A valid example with a few fields populated may look like so:

ARCHZBM_NET_CLIENT_IP='10.10.10.2'
ARCHZBM_NET_GATEWAY_IP='10.10.10.1'
ARCHZBM_NET_NETMASK='255.255.255.0'
ARCHZBM_NET_DEVICE='eth0'
ARCHZBM_NET_AUTOCONF='none'

Note that in this example ARCHZBM_NET_SERVER_IP and ARCHZBM_NET_HOSTNAME are left unassigned.

It'll add the following ip= instruction to your Kernel Command Line:

ip=10.10.10.2::10.10.10.1:255.255.255.0::eth0:none

This is also valid and will configure eth0 via DHCP:

ARCHZBM_NET_DEVICE='eth0'
ARCHZBM_NET_AUTOCONF='dhcp'

In ZFSBootMenu the device names that go into ARCHZBM_NET_DEVICE are raw unchanged kernel device names such as eth0. If you're unsure which device name to use in your Arch Linux live CD ISO image check dmesg output. During boot typically a kernel module will first assign the raw kernel device name then later systemd will enforce Predictable Network Interface Names.

In dmesg | grep on a physical PC with an MSI B550-A Pro mainboard from 2020 that comes with one onboard Realtek RTL8111H network adapter governed by the Realtek RTL-8169 Gigabit Ethernet driver from the r8169 kernel module you will for example see:
# dmesg -T | grep eth
[time] r8169 0000:2a:00.0 eth0: RTL8168h/8111h, 04:7c:16:00:01:02, XID 541, IRQ 95
[time] r8169 0000:2a:00.0 eth0: jumbo features [frames: 9194 bytes, tx checksumming: ko]
[time] r8169 0000:2a:00.0 enp42s0: renamed from eth0
Notice how a Predictable Network Interface Name comes in on line 3. What you need here is the eth0 part.

SSH

If you want networking indicated by the fact that at least one of the ARCHZBM_NET_* variables is set or one of the ARCHZBM_SSH_* vars we assume that you want an SSH daemon as well. This comes in the form of a dropbear daemon with minimal configurability. Use the following variables to define Dropbear's behavior.

ARCHZBM_SSH_PORT='22'
ARCHZBM_SSH_KEEPALIVE_INTVL='1'
ARCHZBM_SSH_AUTH_KEYS=''

In ARCHZBM_SSH_PORT you specify Dropbear's listening port, this defaults to 22 if unconfigured or set to an empty string. With ARCHZBM_SSH_KEEPALIVE_INTVL you define at which interval Dropbear will send keepalive messages to an SSH client through the SSH connection. This defaults to 1 as in every 1 second a keepalive message is sent. Per man 8 dropbear a value of 0 disables Dropbear sending keepalive messages. We suggest to leave this on and to keep the interval short, see SSH in ZFSBootMenu for how to work with this.

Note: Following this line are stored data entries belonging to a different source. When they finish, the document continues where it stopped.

PR #922, opened 2022-02-20
Disable cors on vod api

gioelecerati:

## -

**Screenshots (optional):**

**Checklist:**

### DIFF
--- a/packages/api/src/controllers/asset.ts
+++ b/packages/api/src/controllers/asset.ts
@@ -28,6 +28,9 @@ import cors from "cors";
 
 var corsOptions = {
   origin: "*",
+  methods: "GET,HEAD,PUT,PATCH,POST,DELETE",
+  preflightContinue: false,
+  credentials: true,
   optionsSuccessStatus: 200,
 };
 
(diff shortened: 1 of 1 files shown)


packages/api/src/controllers/asset.ts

Dropbear in this setup only supports key-based authentication, no password-based authentication. The value from ARCHZBM_SSH_AUTH_KEYS will be converted to a list of public SSH keys allowed to SSH into Dropbear as its default root user while ZFSBootMenu is running. The format of ARCHZBM_SSH_AUTH_KEYS is a single line where authorized_keys entries are split with double-commas:

ssh-rsa Eahajei8,,ssh-ed25519 kaeD0mas ...

This syntax crutch allows you to use the full range of Dropbear-supported authorized_keys stanzas, see man 8 dropbear for what's available. Whether or not this is useful to you is another topic :) At least the functionality for stanzas is there by separating values in ARCHZBM_SSH_AUTH_KEYS with double-commas.

Command line setup help

An interactive questionnaire can guide you through settings and goes like this:

To do the questionnaire yourself start this script with the setup argument:

export SCRIPT_URL='https://quico.space/quico-os-setup/arch-zbm/raw/branch/main/setup.sh' && curl -s "${SCRIPT_URL}" | bash -s -- setup

When done rerun it without that argument:

export SCRIPT_URL='https://quico.space/quico-os-setup/arch-zbm/raw/branch/main/setup.sh' && curl -s "${SCRIPT_URL}" | bash

Steps

The script takes the following installation steps.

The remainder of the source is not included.